The lot is usually half full with cars, I pull in, back drag some snow away from the back, then back in and push it all in the street, then drive down the street with my blade angled till its gone. Seems to be workin great, I live around the corner, so I go back once or twice to touch up. I hit everyone 3x the past storm.


----------



## Grn Mtn (Sep 21, 2004)

JeffNY;461225 said:


> The lot is usually half full with cars, I pull in, back drag some snow away from the back, then back in and push it all in the street, then drive down the street with my blade angled till its gone. Seems to be workin great, I live around the corner, so I go back once or twice to touch up. I hit everyone 3x the past storm.


 omg, you actually admit to doing that on a public forum Dude, a buddy of mine got busted last year for backdragging into the street then pushing it back but off to the side.(which i think was way out of hand of the cop/then DOT)

Just tell the managment that the spot next to the dumpsters can't be used so you can push everything past them so you don't get a ticket.


----------



## JeffNY (Dec 19, 2005)

Seems to be the thing to do around here, everyone pushes into the street, or road. infact, one of the city plow guys waved to me as I was going it. But I don't HAVE to push it in the street, I can drop the bade as I pull in, then dump it after the parking spots. Maybe I'll do that before a neighbor calls me in.


----------



## jlouki01 (Sep 21, 2006)

Our rate is 85.00 an hour with a 1 hour min charge. 

Are you putting down any salt? 

If you don't have a lot of overhead ( like none! live at home with your mom and she pays your truck payment ) and this is on the way to a 500 / per push lot.. then do it for 45.00.

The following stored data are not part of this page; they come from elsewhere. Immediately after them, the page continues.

PR #2680, opened 2026-04-13
Post-merge-review: Fix template-no-invalid-link-text: skip when link contains non-text children

johanrd:
Match upstream ember-template-lint's no-invalid-link-text behavior (lib/rules/no-invalid-link-text.js L53-56): if any child of the link is not a TextNode, the link content is opaque and should not be flagged. Handles real-world patterns like <a><MyComponent /> </a> where the link text comes from a component's template, which the linter cannot analyze.

Removes two tests that asserted stricter-than-upstream behavior on <a><span>click here</span></a>. Per upstream, this case can't be reliably analyzed and should not be flagged.

### DIFF
--- a/lib/rules/template-no-invalid-link-text.js
+++ b/lib/rules/template-no-invalid-link-text.js
@@ -145,19 +145,19 @@ module.exports = {
         return;
       }
 
-      // Check text content
-      let fullText = '';
-      let hasDynamic = false;
-      for (const child of children || []) {
-        const result = getTextContentResult(child);
-        fullText += result.text;
-        if (result.hasDynamic) {
-          hasDynamic = true;
-        }
+      // Match upstream: if the link contains any non-TextNode child (component,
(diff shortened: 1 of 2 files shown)


lib/rules/template-no-invalid-link-text.js
```diff
@@ -145,19 +145,19 @@ module.exports = {
...
-      // Check text content
-      let fullText = '';
-      let hasDynamic = false;
-      for (const child of children || []) {
-        const result = getTextContentResult(child);
-        fullText += result.text;
-        if (result.hasDynamic) {
-          hasDynamic = true;
-        }
+      // Match upstream: if the link contains any non-TextNode child (component,
```
NullVoxPopuli: comments explaining what go in the PR description don't mke sense :p

NullVoxPopuli (approved):

PR #2683, opened 2026-04-13
Post-merge-review: Fix template-require-lang-attribute: validate every BCP47 subtag from 'language-tags'

johanrd:
Port only validated parts[0] against a small set; upstream validates every hyphen-separated subtag. Merge COMMON_LANG_CODES and COUNTRY_CODES into a single set and match upstream's 'every subtag OR whole tag in table' semantics. Fixes:
- lang="yue-Hans" correctly accepted (was rejected)
- lang="en-XX" still rejected
- 5 mixed-case entries that were unreachable after toLowerCase fixed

What has to go into the equation is.. 

1. How long does it take me to get there in a storm? 
2. What is the liability rate of this lot? Is it high risk being so small? What can you back into? 
3. Are you putting salt down? 
4. How long does it take to do a good job? 
5. Any hand shoveling involved? Tight parking lots like that usually do because you can't back drag into the side of the building
6. Overhead for this job. 

The small lots are touchy. There are a ton of guys who would pull in there and hit that for next to nothing because it's on the way to another job. If you are making a trip to go hit that lot bump it to 85.00. If you back drag into the rd and get creamed and have to eat a 500-1000 deductible once you will think twice about doing it for less then 85.00


----------



## Plowin in VT (Dec 7, 2007)

Jeff,

I plow a couple of apartment buildings, and here's what I use to determine price:

1) Will all cars be out of the lot when you plow?
2) Does the bldg owner care if you plow in the tenants?
3) Are you going to charge for a cleanup push when/if the tenants move their cars?
4) Does the bldg owner next door mind if you push snow onto their property? (GET THEIR APPROVAL IN WRITING!!!!!!!!!!!)

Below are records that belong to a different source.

PR #2687, opened 2026-04-13
Post-merge-review: Fix template-no-arguments-for-html-elements: add svg and mathml elements

johanrd:
## Summary
- Adds `svg-tags` to the element allowlist alongside existing `html-tags` — so `<circle @r="x">` etc. are now flagged.
- Documents accepted false negatives via new test cases: custom elements (`<my-element @foo="x">`), namespaced components (`<NS.Foo @bar="baz">`), and named blocks (`<:slot @item="x">`) aren't in the allowlists, so they're not flagged. Web-component namespace is open and can't be enumerated.
- Adds a scope-check test: when `div` is rebound in GJS (`let div = <template>...`), `<div @greeting="hello">` is treated as a component invocation and not flagged.

## Test plan
- [x] `<div @title="x">` / `<button @onClick=...>` / `<span @data=...>` → flagged
- [x] `<circle @r="x">` (SVG) → now flagged
- [x] `<MyComponent @title="x">` → valid
- [x] `<NS.Foo @bar="baz">` → valid (dotted, not in allowlist)
- [x] `<my-element @foo="x">` → valid (accepted false negative)
- [x] `<:slot @item="x">` → valid (colon-prefixed, not in allowlist)
- [x] `<div @greeting="x">` where `div` is rebound in GJS → valid (scope check)

### DIFF
--- a/lib/rules/template-no-arguments-for-html-elements.js
+++ b/lib/rules/template-no-arguments-for-html-elements.js
@@ -1,6 +1,9 @@
-/** @type {import('eslint').Rule.RuleModule} */
 const htmlTags = require('html-tags');
+const svgTags = require('svg-tags');
 
+const ELEMENT_TAGS = new Set([...htmlTags, ...svgTags]);
+
+/** @type {import('eslint').Rule.RuleModule} */
 module.exports = {
   meta: {
     type: 'problem',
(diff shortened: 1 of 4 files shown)


lib/rules/template-no-arguments-for-html-elements.js
```diff
@@ -1,5 +1,33 @@
...
-const htmlTags = require('html-tags');
+
+// A tag is treated as an HTML element only when it:
+//   - does NOT contain ':' (named blocks like <:slot>)
+//   - does NOT contain '.' (path/namespaced invocations like <foo.bar>)
+//   - does NOT start with '@' (argument invocations like <@foo>)
+//   - has NO uppercase letters (component invocations like <MyThing>)
+//   - does NOT contain '-' (HTML custom elements like <my-element>)
+// Everything else is a component / custom-element / slot — not a plain HTML element.
+function isHtmlElement(tagName) {
```
NullVoxPopuli: use html-tags, don't use this function.

this function is duplicated through mayn rules, and we should just remove it

NullVoxPopuli (changes requested):

lib/rules/template-no-arguments-for-html-elements.js
johanrd: Switched to html-tags + svg-tags + scope (same approach as #2689). Dropped the isHtmlElement helper

NullVoxPopuli (approved):

Issue #18822, opened 2017-09-27
backup/restore: improved usability work in scope for 1.2


dianasaur323:
Tracking issue for usability work to be accomplished in 1.2 for backup / restore. In order of priority. 

- [ ] Allow restore into a non-existing database https://github.com/cockroachdb/cockroach/issues/19055
- [ ] Save credentials as cluster settings
- [x] Better compatibility with Google Cloud https://github.com/cockroachdb/cockroach/pull/19018#pullrequestreview-68083735
- [ ] Export grants in restore https://github.com/cockroachdb/cockroach/issues/18636 (stretch)

cc @danhhz @mjibson @dt @benesch @cuongdo for comments!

If it's a simple push, and the owner next door is ok w/you pushing snow onto his property, then yes, $45/push seems fair. If you have to back drag and push snow onto the lawn, then you should probably be charging more $. 

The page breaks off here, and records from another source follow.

PR #19023, opened 2017-10-04
sql: allow fetching zone configs transactionally

benesch:
sql.GetZoneConfig has useful logic for recursively looking up zone
configs (i.e., first check for a table config, then a database config,
then fall back to the default config), but can only use the cached
SystemConfig. Add a function sql.GetZoneConfigInTxn that uses the same
internal logic but performs consistent lookups using a client.Txn.

For upcoming geo-partitioning work. @mberhault can you take a look or suggest someone else who should?

### DIFF
--- a/pkg/sql/config.go
+++ b/pkg/sql/config.go
@@ -15,8 +15,12 @@
 package sql
 
 import (
+	"golang.org/x/net/context"
+
 	"github.com/cockroachdb/cockroach/pkg/config"
+	"github.com/cockroachdb/cockroach/pkg/internal/client"
 	"github.com/cockroachdb/cockroach/pkg/keys"
+	"github.com/cockroachdb/cockroach/pkg/roachpb"
 	"github.com/cockroachdb/cockroach/pkg/sql/sqlbase"
 )
 
@@ -26,10 +30,13 @@ func init() {
 	config.ZoneConfigHook = GetZoneConfig
 }
 
-// GetZoneConfig returns the zone config for the object with 'id'.
-func GetZoneConfig(cfg config.SystemConfig, id uint32) (config.ZoneConfig, bool, error) {
+func getZoneConfig(
+	id uint32, get func(roachpb.Key) (*roachpb.Value, error),
+) (config.ZoneConfig, bool, error) {
 	// Look in the zones table.
-	if zoneVal := cfg.GetValue(sqlbase.MakeZoneKey(sqlbase.ID(id))); zoneVal != nil {
+	if zoneVal, err := get(sqlbase.MakeZoneKey(sqlbase.ID(id))); err != nil {
+		return config.ZoneConfig{}, false, err
+	} else if zoneVal != nil {
 		// We're done.
 		zone, err := config.MigrateZoneConfig(zoneVal)
 		return zone, true, err
@@ -37,7 +44,9 @@ func GetZoneConfig(cfg config.SystemConfig, id uint32) (config.ZoneConfig, bool,
 
 	// No zone config for this ID. We need to figure out if it's a database
 	// or table. Lookup its descriptor.
-	if descVal := cfg.GetValue(sqlbase.MakeDescMetadataKey(sqlbase.ID(id))); descVal != nil {
+	if descVal, err := get(sqlbase.MakeDescMetadataKey(sqlbase.ID(id))); err != nil {
+		return config.ZoneConfig{}, false, err
+	} else if descVal != nil {
 		// Determine whether this is a database or table.
 		var desc sqlbase.Descriptor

I don't know where in upstate NY you are, but I know that there are a lot of financially depressed areas, so your experience w/pricing will vary. Also, I don't know if the tenants are lower income or not, but if so, talk w/the bldg owner about salting & shoveling walks to lower your liability for a slip/fall accident. If he says not to, get it in writing. Not to stereotype, but SOME lower income people look for any reason to sue, so remember to CYA!!! 

Finally, you do have commercial liability insurance on yourself, and plowing insurance on your truck, right?

Evan


----------



## ponyboy (Dec 19, 2006)

what are you getting for this we wony do a driveway 5 minutes worth for less than 35 min commercial work is 100 plus salt


----------



## Snowpower (Sep 2, 2007)

Cripes sakes.

45 a push for that is fine. What does it take. 10 minutes?

Listen to these guys with contracts and get the neighbors to sign and Oh No! Dont put any in the street.

Lmao.

Half of these guys cant spell their own names.

Shake the guys hand and say I'd be happy to plow your lot for 45-50 a visit, and Ill toss in some minor cleanups too and thank you. Then tell him you would like more work if he knows any other apartment owner type folks that need good service at a fair price with no huge contracts or legal threats to deal with.


----------



## JeffNY (Dec 19, 2005)

Plowin in VT;466362 said:


> Finally, you do have commercial liability insurance on yourself, and plowing insurance on your truck, right?
> 
> Evan


Just bought it today.


----------



## tkrepairs (Nov 28, 2007)

i have a lot very similar to that one except its uphill and fenced in. same amount of spots with a little more space in the back. dumpster in the middle at the back. the owner is getting hammered this year, tenants dont like to move cars, higher fee. one car doesnt run. higher fee. he asked me if i shoveled, i said no, he said he'd make it worth my while, so now i shovel 8 steps and a 2'x4' path for $40. plow the lot for $45. tenants love shoveling before i get there @ 5am so theres not even a storms worth to shovel. good deal i say


----------



## Brant'sLawnCare (Jun 29, 2007)

I had the same kind of situation this year. A family acquaintance called me the night before the first storm and asked if I could plow his small lot. I said sure, because I didn't want to leave him hanging. Reason being, the guy that plowed if for him last year was no longer plowing, because he was only charging $35 each time. He paid me $50 each time, and after 2 times, I politely said that it wasn't going to work out. I was hoping to get more like $80 to $100 per time. Oh well. I guess he called about 10 other places after I told him I wouldn't be able to do it. Wonder why he couldn't find anyone!


----------